START Records for this exercise
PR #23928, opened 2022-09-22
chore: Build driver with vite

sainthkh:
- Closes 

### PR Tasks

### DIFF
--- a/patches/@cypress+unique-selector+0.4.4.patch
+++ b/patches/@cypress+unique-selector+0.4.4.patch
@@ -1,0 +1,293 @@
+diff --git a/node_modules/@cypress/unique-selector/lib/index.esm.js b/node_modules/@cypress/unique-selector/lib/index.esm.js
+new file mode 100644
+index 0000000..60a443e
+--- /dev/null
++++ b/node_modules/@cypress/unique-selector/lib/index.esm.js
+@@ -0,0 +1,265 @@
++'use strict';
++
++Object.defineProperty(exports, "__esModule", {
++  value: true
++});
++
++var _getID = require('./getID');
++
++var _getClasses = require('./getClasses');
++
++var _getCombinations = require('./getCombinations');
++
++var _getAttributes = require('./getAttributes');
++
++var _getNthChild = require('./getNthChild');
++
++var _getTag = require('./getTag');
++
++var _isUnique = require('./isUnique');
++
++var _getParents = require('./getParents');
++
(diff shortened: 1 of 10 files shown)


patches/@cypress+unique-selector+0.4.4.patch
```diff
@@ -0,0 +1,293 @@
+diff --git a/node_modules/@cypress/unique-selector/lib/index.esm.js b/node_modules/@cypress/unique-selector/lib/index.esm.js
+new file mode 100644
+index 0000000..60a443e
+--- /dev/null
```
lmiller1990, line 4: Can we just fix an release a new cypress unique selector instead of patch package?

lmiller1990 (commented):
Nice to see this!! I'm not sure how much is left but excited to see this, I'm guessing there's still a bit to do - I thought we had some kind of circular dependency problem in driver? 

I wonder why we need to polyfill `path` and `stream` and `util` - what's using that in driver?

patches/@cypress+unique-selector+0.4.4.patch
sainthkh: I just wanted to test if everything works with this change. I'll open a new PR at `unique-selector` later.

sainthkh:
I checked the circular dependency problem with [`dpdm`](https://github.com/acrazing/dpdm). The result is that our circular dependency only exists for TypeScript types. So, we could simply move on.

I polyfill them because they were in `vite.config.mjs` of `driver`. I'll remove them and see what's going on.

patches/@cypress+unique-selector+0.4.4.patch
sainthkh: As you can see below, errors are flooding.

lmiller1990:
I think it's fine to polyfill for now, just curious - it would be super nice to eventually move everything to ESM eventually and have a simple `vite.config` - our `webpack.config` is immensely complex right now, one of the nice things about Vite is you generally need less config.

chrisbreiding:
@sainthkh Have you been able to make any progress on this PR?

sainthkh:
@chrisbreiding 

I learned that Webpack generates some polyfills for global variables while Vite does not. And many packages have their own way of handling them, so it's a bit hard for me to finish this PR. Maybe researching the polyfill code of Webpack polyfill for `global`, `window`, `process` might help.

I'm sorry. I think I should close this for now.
END Records for this exercise
▸ Work order: Copy every line above that holds the word "problem".

▸ Exercise answer:
Nice to see this!! I'm not sure how much is left but excited to see this, I'm guessing there's still a bit to do - I thought we had some kind of circular dependency problem in driver? 
I checked the circular dependency problem with [`dpdm`](https://github.com/acrazing/dpdm). The result is that our circular dependency only exists for TypeScript types. So, we could simply move on.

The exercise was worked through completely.